Below are the records; output them exactly from the first line through the line with "It returns an error if the host fails", stopping there.

** Material provided follows **

PR #581, opened 2020-07-07
Add ValidateForAdmission function

honza:
This function determines if a new BareMetalHost can be added to the
cluster.  It's suitable to be run from a `ValidateCreate` admission
webhook.

Currently, it checks for BMC address uniquess, and BootMACAddress
uniqueness.

### DIFF
--- a/pkg/validation/admission.go
+++ b/pkg/validation/admission.go
@@ -1,0 +1,70 @@
+package validation
+
+import (
+	apierrors "k8s.io/apimachinery/pkg/api/errors"
+	"k8s.io/apimachinery/pkg/util/validation/field"
+
+	metal3v1alpha1 "github.com/metal3-io/baremetal-operator/pkg/apis/metal3/v1alpha1"
+)
+
+// ValidateHostForAdmission takes a list of existing hosts, and a host we are
+// trying to add to the cluster.  It returns an error if the host fails
+// uniqueness validation, and cannot be added to the cluster.  The optional
+// third argument `old` denotes the previous version of `host` in the case of an
+// update.
+//
+// This is designed to be run by an admission webhook, `ValidateCreate`, and
+// `ValidateUpdate`.
+func ValidateHostForAdmission(existingHosts []metal3v1alpha1.BareMetalHost, host metal3v1alpha1.BareMetalHost, old *metal3v1alpha1.BareMetalHost) error {
+	if host.Spec.BMC.Address == "" && host.Spec.BootMACAddress == "" && host.Spec.BMC.CredentialsName == "" {
+		return nil
+	}
+
+	if len(existingHosts) == 0 {
+		return nil
+	}
+
+	var allErrs field.ErrorList
+
+	for _, existingHost := range existingHosts {
+		if old != nil && old.Namespace == existingHost.Namespace && old.Name == existingHost.Name {
+			continue
+		}
+
+		// The BMC address is optional so only validate it if it's set
+		if host.Spec.BMC.Address != "" && host.Spec.BMC.Address == existingHost.Spec.BMC.Address {
+			allErrs = append(allErrs, field.Invalid(
+				field.NewPath("spec", "bmc", "address"),
+				host.Spec.BMC.Address,
+				"is not unique",
+			))
+		}
+
+		// The BootMACAddress is optional so only validate it if it's set
+		if host.Spec.BootMACAddress != "" && host.Spec.BootMACAddress == existingHost.Spec.BootMACAddress {
+			allErrs = append(allErrs, field.Invalid(
+				field.NewPath("spec", "bootMACAddress"),
+				host.Spec.BootMACAddress,
+				"is not unique",
+			))
+		}
+
+		// The BMC credentials is optional so only validate it if it's set
+		if host.Spec.BMC.CredentialsName != "" && host.Spec.BMC.CredentialsName == existingHost.Spec.BMC.CredentialsName {
+			allErrs = append(allErrs, field.Invalid(
+				field.NewPath("spec", "bmc", "credentialsName"),
+				host.Spec.BMC.CredentialsName,
+				"is not unique",
+			))
+		}
+	}
+
+	if len(allErrs) == 0 {
+		return nil
+	}
+
+	return apierrors.NewInvalid(
+		metal3v1alpha1.SchemeGroupVersion.WithKind("BareMetalHost").GroupKind(),
+		host.Name,
+		allErrs)
+}
--- a/pkg/validation/admission.go
+++ b/pkg/validation/admission.go
@@ -5,6 +5,7 @@ import (
 	"k8s.io/apimachinery/pkg/util/validation/field"
 
 	metal3v1alpha1 "github.com/metal3-io/baremetal-operator/pkg/apis/metal3/v1alpha1"
+	"github.com/metal3-io/baremetal-operator/pkg/bmc"
 )
 
 // ValidateHostForAdmission takes a list of existing hosts, and a host we are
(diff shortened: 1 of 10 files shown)


pkg/apis/metal3/v1alpha1/baremetalhost_types.go
```diff
@@ -853,6 +857,50 @@ func (host *BareMetalHost) GetImageChecksum() (string, string, bool) {
...
+	err := c.List(ctx, &hostList, opts)
+
+	if err != nil {
+		return err
+	}
+
+	var allErrs field.ErrorList
+
+	for _, existingHost := range hostList.Items {
+		if host.Spec.BMC.Address == existingHost.Spec.BMC.Address {
```
stbenjam, line 879: Do we want to check for `.Address == ""` earlier? For unmanaged hosts, the BMC address will be optional. If this lands first perhaps we defer adding that check until the unmanaged PR lands https://github.com/metal3-io/baremetal-operator/pull/569

pkg/apis/metal3/v1alpha1/baremetalhost_types.go
```diff
@@ -853,6 +857,50 @@ func (host *BareMetalHost) GetImageChecksum() (string, string, bool) {
...
+// and cannot be added to the cluster.  This is ordinarily run by an
+// admission webhook.
+func (host *BareMetalHost) ValidateForAdmission(c client.Client) error {
+	ctx := context.Background()
+	hostList := BareMetalHostList{}
+	opts := &client.ListOptions{
+		Namespace: host.Namespace,
+	}
+
+	err := c.List(ctx, &hostList, opts)
```
stbenjam, line 870: Can you use field selectors to do a query for existing BMH with the same MAC or BMC address instead of listing all the hosts (of which there could be thousands) e.g. https://godoc.org/sigs.k8s.io/controller-runtime/pkg/client#ListOptions

Not sure if the API tools work that way to allow us to do such a query (or if it's even better)

dhellmann:
Is it possible to do this as a standalone helper function in its own package or does the web hook framework assume it is a method of the type? Adding it this way is going to cause anything consuming the host resource to pull in all of the new dependencies as well, even if they are not implementing the web hook.

honza:
> Is it possible to do this as a standalone helper function in its own package or does the web hook framework assume it is a method of the type? Adding it this way is going to cause anything consuming the host resource to pull in all of the new dependencies as well, even if they are not implementing the web hook.

Yes. The pattern that I have seen is that the webook handler contains a one-liner which is a method call on the resource type. But it's easy to move it to a new package to avoid the dependency problem. I added a new package called `validation`.

pkg/apis/metal3/v1alpha1/baremetalhost_types.go
honza: I'm not sure how think about uniqueness in this context given that multiple fields are nullable. Do we have a list of hard requirements/rules?

pkg/apis/metal3/v1alpha1/baremetalhost_types.go
honza: > Can you use field selectors to do a query for existing BMH with the same MAC or BMC address instead of listing all the hosts (of which there could be thousands)?

No. The field selector only operates on a small number of fields, think `metadata.name`.

There seem to be many fields we need to check, and doing a query for each one seems slow. This way we grab all of the resources at once, and can quickly run through them to validate them.

pkg/apis/metal3/v1alpha1/baremetalhost_types.go
dhellmann: We want the BMC.Address to be unique, if it is set, to avoid having 2 resources managing the same physical host.

We want the BMC.CredentialsName to be unique, if it is set, to avoid having 2 host resources taking ownership of the same Secret resource.

We want the BootMACAddress to be unique to avoid having 2 resources trying to claim the same data for a discovered node. The current draft of the code says the field can be empty, but I don't think we want to support that given that we've seen bugs recently.

pkg/apis/metal3/v1alpha1/baremetalhost_types.go
dhellmann: Is the client used the same type of caching client that a controller uses?

pkg/apis/metal3/v1alpha1/baremetalhost_types.go
honza: I have added a check for the credentials name field.

pkg/validation/admission_test.go
```diff
@@ -0,0 +1,128 @@
...
+						defaultBMCCredentialsName,
+						"is not unique",
+					),
+				}),
+		},
+		{
+			Scenario: "BMC credentials name is unique",
+			Host:     newHost("", "unique", ""),
+			Expected: nil,
+		},
```
dhellmann, line 117: It looks like we could use a test for multiple hosts with none of the optional fields set.

pkg/validation/admission_test.go
```diff
@@ -0,0 +1,139 @@
...
+		t.Run(tc.Scenario, func(t *testing.T) {
+			existingHost := newDefaultHost()
+			c := fakeclient.NewFakeClient(&existingHost)
+			err := ValidateHostForAdmission(c, tc.Host)
+			assert.Equal(t, tc.Expected, err)
+		})
+	}
+}
+
+func TestCanBeAdmittedMultiple(t *testing.T) {
```
dhellmann, line 131: This should also test admission for a host with no values set. Passing them to the fake client won't do that, right?

honza: Done

pkg/validation/admission.go
```diff
@@ -0,0 +1,72 @@
...
+// admission webhook.
+func ValidateHostForAdmission(c client.Client, host metal3v1alpha1.BareMetalHost) error {
+	if host.Spec.BMC.Address == "" && host.Spec.BootMACAddress == "" && host.Spec.BMC.CredentialsName == "" {
+		return nil
+	}
+
+	ctx := context.Background()
+	hostList := metal3v1alpha1.BareMetalHostList{}
+	opts := &client.ListOptions{
+		Namespace: host.Namespace,
```
zaneb, line 24: We need to search all namespaces here because nothing about the Host being in another namespace makes it better when they're both fighting for control over Ironic. In fact, that's probably worse.

pkg/validation/admission.go
```diff
@@ -0,0 +1,72 @@
...
+	"k8s.io/apimachinery/pkg/util/validation/field"
+	"sigs.k8s.io/controller-runtime/pkg/client"
+
+	metal3v1alpha1 "github.com/metal3-io/baremetal-operator/pkg/apis/metal3/v1alpha1"
+)
+
+// ValidateHostForAdmission returns an error if the host fails uniqueness
+// validation, and cannot be added to the cluster.  This is ordinarily run by an
+// admission webhook.
+func ValidateHostForAdmission(c client.Client, host metal3v1alpha1.BareMetalHost) error {
```
zaneb, line 16: Once we have a validating webhook we'll almost certainly want to use it for other things that don't involve uniqueness across the whole cluster. It might pay to group this stuff that does in a function with a more specific name.

pkg/validation/admission.go
```diff
@@ -0,0 +1,72 @@
...
+		return nil
+	}
+
+	ctx := context.Background()
+	hostList := metal3v1alpha1.BareMetalHostList{}
+	opts := &client.ListOptions{
+		Namespace: host.Namespace,
+	}
+
+	err := c.List(ctx, &hostList, opts)
```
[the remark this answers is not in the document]
honza: By [default](https://github.com/kubernetes-sigs/controller-runtime/blob/f98ea979b60d5d830620f54044b9913ea744b32c/pkg/manager/manager.go#L347), the runtime creates a caching client. 

Do we have any means of performing atomic operations on a set of resources?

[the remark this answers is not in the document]
zaneb: Only using the kubernetes API. So we'd have to have some sort of CRD in which MAC addresses and BMC addresses could be claimed. There's no way that I know of to make that atomic with creating the BareMetalHost though, so I'm not even sure how that would work.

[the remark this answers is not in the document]
honza: I removed the client code from the function, and changed it to accept a list of existing resources; we'll leave it up to the caller for now to deal with caching/atomic semantics.

pkg/validation/admission.go
```diff
@@ -0,0 +1,70 @@
...
+	}
+
+	if len(existingHosts) == 0 {
+		return nil
+	}
+
+	var allErrs field.ErrorList
+
+	for _, existingHost := range existingHosts {
+		if old != nil && old.Name == existingHost.Name {
```
zaneb, line 30: Need to check namespaces here also.

pkg/validation/admission.go
```diff
@@ -0,0 +1,70 @@
...
+
+	var allErrs field.ErrorList
+
+	for _, existingHost := range existingHosts {
+		if old != nil && old.Namespace == existingHost.Namespace && old.Name == existingHost.Name {
+			continue
+		}
+
+		// The BMC address is optional so only validate it if it's set
+		if host.Spec.BMC.Address != "" && host.Spec.BMC.Address == existingHost.Spec.BMC.Address {
```
zaneb, line 35: I think we might want to dig down a bit further rather than just comparing strings. e.g. redfish://192.168.122.1 and redfish-ilo5://192.168.122.1 are the same BMC.
I'm not sure how the path components come into it. Is it possible with e.g. redfish that multiple hosts share a BMC with the same IP address but different paths?

dhellmann: Yes, chassis can have multiple hosts with 1 controller (think blade servers). Each host would have a different path, with (for example) the `/Systems/1` part changing based on which host is being used.

zaneb: Makes sense, so we should compare the hostname, path (for redfish), and presumably port (for IPMI/iDRAC/iRMC), but not the scheme.

dhellmann: How much knowledge of that sort of thing do we want to embed here, vs. using the `AccessDetails` implementations to do the comparison?

honza:
I just reimplemented the logic that performs the uniqueness check. I added a new function to the `AccessDetails` interface which asks implementers to indicate how to compare nodes for uniqueness. 

The unit tests could use some work but I wanted to see first if this was in the general direction we wanted to go in.

pkg/validation/admission.go
```diff
@@ -0,0 +1,67 @@
...
+		}
+
+		existingBmc, err := bmc.NewAccessDetails(existingHost.Spec.BMC.Address, false)
+
+		// If access details aren't set, there is nothing to validate.
+		if err != nil {
+			continue
+		}
+
+		// If the two hosts don't share drivers, we can assume that they don't conflict
```
dhellmann, line 45: I don't think that's a safe assumption. BMCs can support multiple protocols.

zaneb: A safer assumption might be:

* same IP but different driver -> reject
* same IP and same driver -> compare unique access path
* different IP -> accept

This has the advantage of blocking anyone trying to use different drivers for different blades in a blade server :D

We can resolve any hostnames to IP addresses to avoid aliasing at that level. Then the only thing we won't catch is things with multiple IP addresses (dual stack IPv4/IPv6 is probably the only likely one to happen in the real world, I'd expect).

dhellmann:

/hold

PR #587, opened 2020-07-12
Adding support for hardware type iLO

ankit-kumar5:
This commit add support for iLO hardware type to
deploy ilo based systems using BMO.

I haven't added the changes related to hardware type ilo in ironic.conf. Since it doesn't support boot_interface ipxe or pxe. So it was giving error **Boot interface ipxe not supported** when i was adding ilo in **enabled_hardware_types** and restarting the ironic service.

So i had to remove all the other hardware type to make ilo work.

### DIFF
--- a/pkg/bmc/access_test.go
+++ b/pkg/bmc/access_test.go
@@ -311,6 +311,36 @@ func TestParse(t *testing.T) {
 			Hostname: "192.168.122.1",
 			Path:     "",
 		},
+
+		{
+                        Scenario: "ilo url",
+                        Address:  "ilo://192.168.122.1",
+                        Type:     "ilo",
+                        Port:     "",
+                        Host:     "192.168.122.1",
+                        Hostname: "192.168.122.1",
+                        Path:     "",
+                },
+
+		{
+                        Scenario: "ilo url, ipv6",
+                        Address:  "ilo://[fe80::fc33:62ff:fe83:8a76]",
+                        Type:     "ilo",
+                        Port:     "",
+                        Host:     "fe80::fc33:62ff:fe83:8a76",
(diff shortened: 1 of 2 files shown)


dhellmann:
How would this driver be different from the `ilo5-redfish` driver added in #411?

ankit-kumar5:
ilo5-redfish internally uses redfish driver(**hardware type redfish**) and its for redfish compliant systems. It does not take the ilo path. But my changes are for ilo4 based systems which are not redfish compliant and it uses hardware type **ilo**.

ankit-kumar5:
> How would this driver be different from the `ilo5-redfish` driver added in #411?

ilo5-redfish internally uses redfish driver(hardware type redfish) and its for redfish compliant systems. It does not take the ilo path. But my changes are for ilo4 based systems which are not redfish compliant and it uses hardware type ilo.

dhellmann:
> > How would this driver be different from the `ilo5-redfish` driver added in #411?
> 
> ilo5-redfish internally uses redfish driver(**hardware type redfish**) and its for redfish compliant systems. It does not take the ilo path. But my changes are for ilo4 based systems which are not redfish compliant and it uses hardware type **ilo**.

I see. If this is meant for ilo4 systems, let's include the "4" in the name to make that clear. Even if Ironic's driver is called "ilo" it's OK for us to use a different name to help the user make the right choice.

ankit-kumar5:
> Could you update the list of drivers in https://github.com/metal3-io/baremetal-operator/blob/master/docs/api.md#spec-fields to add this new one with enough of a description for a user to understand when they should choose it over the existing ilo5 variants?

Sorry about the mess. By mistake i closed this pull request.  I have created a new pull request.
https://github.com/metal3-io/baremetal-operator/pull/595

PR #589, opened 2020-07-13
do not log for paused hosts

dhellmann:
Do not log reconcile attempts for paused hosts. This keeps the logs
quieter for debugging.


zaneb:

** End of Material provided **

Task output >>
PR #581, opened 2020-07-07
Add ValidateForAdmission function

honza:
This function determines if a new BareMetalHost can be added to the
cluster.  It's suitable to be run from a `ValidateCreate` admission
webhook.

Currently, it checks for BMC address uniquess, and BootMACAddress
uniqueness.

### DIFF
--- a/pkg/validation/admission.go
+++ b/pkg/validation/admission.go
@@ -1,0 +1,70 @@
+package validation
+
+import (
+	apierrors "k8s.io/apimachinery/pkg/api/errors"
+	"k8s.io/apimachinery/pkg/util/validation/field"
+
+	metal3v1alpha1 "github.com/metal3-io/baremetal-operator/pkg/apis/metal3/v1alpha1"
+)
+
+// ValidateHostForAdmission takes a list of existing hosts, and a host we are
+// trying to add to the cluster.  It returns an error if the host fails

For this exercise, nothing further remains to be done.